Objective To establish the relationship between trough vedolizumab levels and outcomes during maintenance therapy.

Design Cross-sectional service evaluation was performed on patients with inflammatory bowel disease (IBD) receiving maintenance vedolizumab therapy (minimum of 12 weeks following induction). Prior to infusion, data on clinical activity (Harvey-Bradshaw Index or partial Mayo score), trough C-reactive protein (CRP)/vedolizumab levels and faecal calprotectin were collected. Endoscopic data (±8 weeks from vedolizumab level testing) were obtained by review of medical records. Vedolizumab levels were processed using the Immundiagnostik monitor ELISA.

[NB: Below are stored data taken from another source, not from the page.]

PR #2876, opened 2026-07-17
feat: show file count per skill on dashboard skill page

### LINKED ISSUE #2869: Number of files in the skill
Update the "Skill" section of the dashboard so that each skill page has a count of the number of files in the built/output skill.

tmeschter:
Closes #2869.

## What
Each skill's page in the dashboard `Skills` section now shows a count of the number of files in the built/output skill.

## Changes
- **`scripts/src/dashboard/collectors/frontmatter.ts`** — added a `countFilesRecursive` helper and an `addFileCounts` step that populates `metadata.fileCount` for each skill from its directory under `output/skills/`. The count is recursive and includes nested sub-skill files. Applied to both the success and non-zero-exit recovery paths; collector version bumped to `1.1.0`.
- **`dashboard/src/skills/App.tsx`** — added `fileCount` to the `Skill` type, read it from the health-data metadata, and render `Files: N` in the skill detail header.
- **`dashboard/src/skills/skills.css`** — added a matching `.skills-file-count` style.
- **Tests** — added collector tests verifying `fileCount` is computed recursively (including nested sub-skills) and defaults to 0 when the directory is missing.

## Validation
- `scripts` dashboard suite: 188/188 pass (frontmatter collector: 14/14).
- `dashboard` skills tests: 14/14 pass.
- `scripts` typechecks clean; skills App compiles clean (the only `tsc` error is a pre-existing recharts type issue in the unrelated `token-usage/App.tsx`, confirmed present on the base branch).

### DIFF
--- a/dashboard/src/skills/App.tsx
+++ b/dashboard/src/skills/App.tsx
@@ -25,6 +25,7 @@ interface Skill {
     name: string;
     description: string;
     descriptionLength: number;
+    fileCount: number;
 }
 
 /** Minimal shape of the health data returned by /api/static. */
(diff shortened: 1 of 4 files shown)


RickWinter (approved):

RickWinter (approved):

dashboard/src/skills/App.tsx
```diff
@@ -25,6 +25,7 @@ interface Skill {
     name: string;
     description: string;
     descriptionLength: number;
+    fileCount: number;
```
JasonYeMSFT, line 28: Is it feasible to collect the full list of files for each skill? Combining the telemetry, we can identify references files that are used/not used and use it to guide reorganization of content.

JasonYeMSFT (approved):

dashboard/src/skills/App.tsx
tmeschter: I've filed #2890 to track that.

PR #2930, opened 2026-07-21
fix: tighten redaction and remove unnecessary data publishing

JasonYeMSFT:
## Description

- Tighten redaction logic to cover storage account key in connection strings
- Remove unnecessary data publishing step for test result investigation

## Checklist

### DIFF
--- a/.github/workflows/test-all-integration.yml
+++ b/.github/workflows/test-all-integration.yml
@@ -326,15 +326,6 @@ jobs:
         if: always() && matrix.skill == 'microsoft-foundry'
         run: npm run quality-report || true
 
-      - name: Export report
-        if: always()
-        id: export-report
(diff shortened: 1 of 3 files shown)


saikoumudi (approved):

.github/workflows/test-all-integration.yml
```diff
@@ -326,15 +326,6 @@ jobs:
         if: always() && matrix.skill == 'microsoft-foundry'
         run: npm run quality-report || true
 
-      - name: Export report
```
tmeschter, line 329: Are the reports already being exported via some other mechanism?

tmeschter (approved):

.github/workflows/test-all-integration.yml
JasonYeMSFT: They are published to the storage account in the step below.

PR #2932, opened 2026-07-21
feat: replace azure-diagnostics messaging connectivity probe with a script

### LINKED ISSUE #2511: Replace azure-diagnostics skill messaging namespace connectivity probe with a script
## Summary

The candidate is the **messaging namespace connectivity / DNS / port probe** in the `azure-diagnostics` skill (`plugin/skills/azure-diagnostics/troubleshooting/messaging/service-troubleshooting.md`).

## Candidate description

When diagnosing Service Bus / Event Hubs connectivity, the skill runs a fixed reachability probe against the namespace FQDN:

1. `curl -v https://<namespace>.servicebus.windows.net/` (HTTPS reachability — expect an Atom feed / 401, not a connection failure)
2. `nslookup <namespace>.servicebus.windows.net` (DNS resolution)
3. TCP connectivity to the well-known messaging ports defined just above in the same file — AMQP `5671`/`5672`, HTTPS `443`, and Kafka `9093` for Event Hubs.

- **Fully deterministic** — given one input (the namespace FQDN), the steps are fixed: resolve DNS, test HTTPS, probe each known port.
- **Output-heavy and fragile to parse by hand** — `curl -v` and `nslookup` emit verbose, OS-formatted output where only "connected / resolved / which IP / which port blocked" matters.
- **Inherently cross-platform** — it benefits from a parallel bash + PowerShell pair (`Test-NetConnection` / `Resolve-DnsName` on Windows vs `curl` / `nc` / `nslookup` on Linux) producing one normalized result.

**Sketch — `test-messaging-connectivity.{sh,ps1}`:**
- **Input:** `--namespace <fqdn>` (and optionally `--kafka` to include port 9093).
- **Output:** a normalized per-check report — DNS resolved (+ IP), HTTPS reachable, and reachable/blocked per port (5671, 5672, 443, 9093) — so the agent gets a clear verdict instead of raw verbose `curl`/`nslookup` output.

Setting The Edinburgh IBD Unit, Western General Hospital (tertiary IBD referral centre).

Patients Seventy-three patients (30 ulcerative colitis and 43 Crohn’s disease) were identified who fulfilled inclusion criteria and had vedolizumab levels matched with clinical activity scores, CRP and faecal calprotectin. Of these, 40 patients also had matched endoscopic data.

Main outcome measures The association of trough vedolizumab levels with clinical remission (Harvey-Bradshaw Index <5 or partial Mayo <2), biologic remission (faecal calprotectin <250 µg/g+CRP <5 mg/L) and endoscopic remission (Mayo score 0/no inflammation and ulceration on colonoscopy).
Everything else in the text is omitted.